日々の出来事を記した日記帳に、遺言らしき文言があった。
細かい内容は記載できないが、要するに弟Cに財産を贈与したいのだろうかな?と推測もできる。
しかし、遺言書としての要件が抜け落ちているため、この記載でもって相続の手続は難しいと思われる。
また、母親違いの妹Eと甥H・姪Iにも口頭だが『この土地をあなたにあげる』とそれぞれに言っていた様子である。
勝手な推察だが、『一人で暮らしておられるお年寄りの寂しい気持ちなどが、たまに顔を出す親族との会話の中で“あげる≠ニいう形で出たのだろう』と思われる。その気持ちはよく分かる。しかし、これも問題の一つになった。
さらに、お亡くなりになる7、8年前に、不動産の一部売却を検討していたらしく頓挫していた話が、ここにきて持ち上がってきた。
当時、売却した場合の価額を知るものが複数おり、これも問題の一つとなった。
また、農地を所有していたが、弟C一人を除いて農業を継続する意思はない。
農地は放置しておくと当然草が生えたり場所によっては手を入れないと下部の農地に水が流れない所もあり近隣の農地の所有者から色々と意見が出てくる可能性がある。
【1】相続人全員の意見取りまとめ。
↓
【2】相続人全員と面談日時を決定。
↓
【3】遺産分割協議成立。(一部参加できない相続人がいたが、事前及び事後に同意を得た。)
↓
【4】遺産分割協議の内容に沿って手続完了。
↓
【5】ご霊前で遺産を分配。
※ 相続手続完了までの期間:約8カ月
複数の相続人に対し土地をあげる(相続させる)と伝えていた結果、多少の混乱を招いた。

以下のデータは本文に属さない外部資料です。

PR #2326, opened 2026-08-10
fix(mq/broker): implement isUpToDate so spec changes are actually applied

### LINKED ISSUE #2093: [broker.mq] Update of RabbitMQ broker not possible
### What happened?
We want to update our AmazonMQ RabbitMQ brokers and have changed the engine version and the maintenance window accordingly but the provider-aws reconciler is still responding that the "External resource is up to date"

### How can we reproduce it?
- Setup a broker.mq with engineType RabbitMQ and an older version (e.g. 3.10.25)
- Wait till its running
- Update the engineVersion to `3.11.16` and maintenance window (to something in the next minutes)
- Check  the provider-aws logs and see "External resource is up to date"
- Check the AWS console for the changes of engineVersion and maintenance window and see nothing has changed

Crossplane version: 
xpkg.upbound.io/crossplane/crossplane:v1.15.2
xpkg.upbound.io/crossplane-contrib/provider-aws:v0.47.2

pujitha24:

The `Broker` (`broker.mq`) controller never overrode the generated `isUpToDate`
hook, so it always used the ACK-generated `alwaysUpToDate` stub
(`pkg/controller/mq/broker/zz_controller.go`), which unconditionally reports
`true`. This meant `Update` was effectively unreachable: changing
`engineVersion`, `hostInstanceType`, `maintenanceWindowStartTime`,
`authenticationStrategy`, or `logs` on the spec was silently ignored, and the
reconciler always logged "External resource is up to date" even though AWS
still had the old configuration.

This adds a real `isUpToDate` in `pkg/controller/mq/broker/setup.go`, wired up
the same way sibling ACK-generated controllers in this repo do it (e.g.
`mwaa/environment`, `glue/trigger`). It compares the spec against the observed
`DescribeBroker` response for exactly the fields that `GenerateUpdateBrokerRequest`
(`zz_conversions.go`) actually sends on Update: `AuthenticationStrategy`,
`AutoMinorVersionUpgrade`, `EngineVersion`, `HostInstanceType`, `Logs`, and
`MaintenanceWindowStartTime`.

Fields were deliberately excluded to avoid introducing a new, worse bug (a
permanent, unfixable "not up to date" diff / no-op update loop):
- `Configuration` and `LDAPServerMetadata` are not symmetrically returned by
  `DescribeBroker` into `Spec.ForProvider` (or are masked, e.g. the LDAP bind
  password), so comparing them would always show a diff.
- `DataReplicationMode` is mutable but not late-initialized, so an unset spec
  value could permanently diff against a non-nil AWS value that `Update` would
  never actually send.
- For `Logs` and `MaintenanceWindowStartTime`, each sub-field comparison is
  individually gated on the corresponding spec sub-field being non-nil,
  matching `GenerateUpdateBrokerRequest`'s own per-sub-field `if != nil`
  behavior, so partially-specified structs don't cause a permanent diff either.

Fixes #

I have:

Ran, from the repo root:

- `go build ./...` — passes.
- `go vet ./pkg/controller/mq/broker/...` — only a pre-existing warning in the
  generated `zz_conversions.go` (unkeyed `metav1.Time` struct literal),
  unrelated to this change and present before it too.
- `go test ./pkg/controller/mq/... ./pkg/clients/mq/...` — passes.

Added a new table-driven `TestIsUpToDate` in
`pkg/controller/mq/broker/setup_test.go` covering: no change, `engineVersion`
changed, `hostInstanceType` changed, `maintenanceWindowStartTime` changed, and
a partially-specified `maintenanceWindowStartTime` (only `dayOfWeek` set in
spec) correctly reporting up-to-date against an AWS response that also has
`timeOfDay`/`timeZone` set. Before this change `isUpToDate` didn't exist as a
standalone function (the generated stub was used directly), so these cases
could not even be expressed as a unit test — this failing-to-compile-then-passing
progression is the reproduction for this defect class (an always-true stub).

I did not have access to a live AWS account/broker to reproduce the original
end-to-end symptom described in the issue (updating a running RabbitMQ broker
and observing the reconciler log). The fix is scoped strictly to the fields
`GenerateUpdateBrokerRequest` actually sends on `Update`, so the mechanism by
which the bug occurred (missing `isUpToDate` override defaulting to
`alwaysUpToDate`) is directly addressed and verifiable by reading
`zz_controller.go`'s `newExternal()`/`alwaysUpToDate`.

Fixes #2093

### DIFF
--- a/pkg/controller/mq/broker/setup.go
+++ b/pkg/controller/mq/broker/setup.go
@@ -207,32 +207,53 @@ func isUpToDate(_ context.Context, cr *svcapitypes.Broker, obj *svcsdk.DescribeB
 	// GenerateUpdateBrokerRequest, an unset sub-field is never sent to AWS,
 	// so comparing it against the observed value could flag a permanent,
 	// unfixable diff.
-	var currentAudit, currentGeneral *bool
-	if obj.Logs != nil {
-		currentAudit, currentGeneral = obj.Logs.Audit, obj.Logs.General
+	if !logsUpToDate(p.Logs, obj.Logs) {
+		return false, "logs is not up to date", nil
 	}
-	if want := p.Logs; want != nil {
-		if (want.Audit != nil && pointer.BoolValue(want.Audit) != pointer.BoolValue(currentAudit)) ||
-			(want.General != nil && pointer.BoolValue(want.General) != pointer.BoolValue(currentGeneral)) {
-			return false, "logs is not up to date", nil
-		}
-	}
-
-	var currentDayOfWeek, currentTimeOfDay, currentTimeZone *string
-	if obj.MaintenanceWindowStartTime != nil {
-		currentDayOfWeek = obj.MaintenanceWindowStartTime.DayOfWeek
-		currentTimeOfDay = obj.MaintenanceWindowStartTime.TimeOfDay
-		currentTimeZone = obj.MaintenanceWindowStartTime.TimeZone
-	}
-	if want := p.MaintenanceWindowStartTime; want != nil {
-		if (want.DayOfWeek != nil && pointer.StringValue(want.DayOfWeek) != pointer.StringValue(currentDayOfWeek)) ||
-			(want.TimeOfDay != nil && pointer.StringValue(want.TimeOfDay) != pointer.StringValue(currentTimeOfDay)) ||
-			(want.TimeZone != nil && pointer.StringValue(want.TimeZone) != pointer.StringValue(currentTimeZone)) {
-			return false, "maintenanceWindowStartTime is not up to date", nil
-		}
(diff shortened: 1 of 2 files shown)


pujitha24:
Just checking in on this one — it's rebased and green, happy to make any changes that would help review go faster.

pujitha24:
The lint check was failing on gocyclo (complexity 19 in `isUpToDate`, limit 10). Split the Logs and MaintenanceWindowStartTime comparisons out into `logsUpToDate` and `maintenanceWindowUpToDate` helpers — same behavior, just under the threshold now. Tests and build pass locally.

pujitha24:
Closing this to keep my open PR queue manageable - it has been open a while without review, and I would rather not leave stale PRs sitting in your queue. The change itself still applies; happy to reopen and rebase if it is useful to you.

相続させると言われた相続人は、自分が相続するものと思っていたのでその調整と、農地を相続した後に問題となりうる事柄についてご質問があったので事細かに様々な可能性をご説明しました。
最終的に相続人同士で意見の食い違いがあったが、日記帳の遺言らしき文言も、口頭での“あげる≠ニの言葉も考慮に入れ、最善と思われる方向性を検討した結果、結論として
(1)不動産は弟Cが相続する。
(ただし、売却を検討した不動産について、今後売却した場合は売却して得た価額を分配する。)
(2)預貯金等は各法定相続分で相続する。
との遺産分割協議が成立した。
今回の遺産分割協議は、売却を検討した不動産について、今後売却した場合は売却して得た価額を分配することを前提として話が進みました。
このように『将来売却した時は・・・』と取り決めをすると、複数の問題を抱えることになります。
問題としては
(1)売却後の分配した金銭に対する課税関係
(2)現在の相続人に相続が発生した場合
(3)売却しない限り将来に渡り義務を負う
・・・などがあります。
現状を解決するには致しかたなかったのかもしれませんが、この様な合意で終了するケースもあります。
また、農地に触れておきますが、耕作をしない人が相続したとしたら先に触れた件で近隣とこじれるケースもあり、また、今回相続した方が死亡するとその相続人が引き継ぐことになり、また同じような問題がおこります。
さらに農地は、基本的には「簡単には売れない土地」です。
農地を移転(売却)等する場合は許可等が必要で、簡単には売却等できないようになっています。
相続財産に農地がある場合は、検討する必要があります。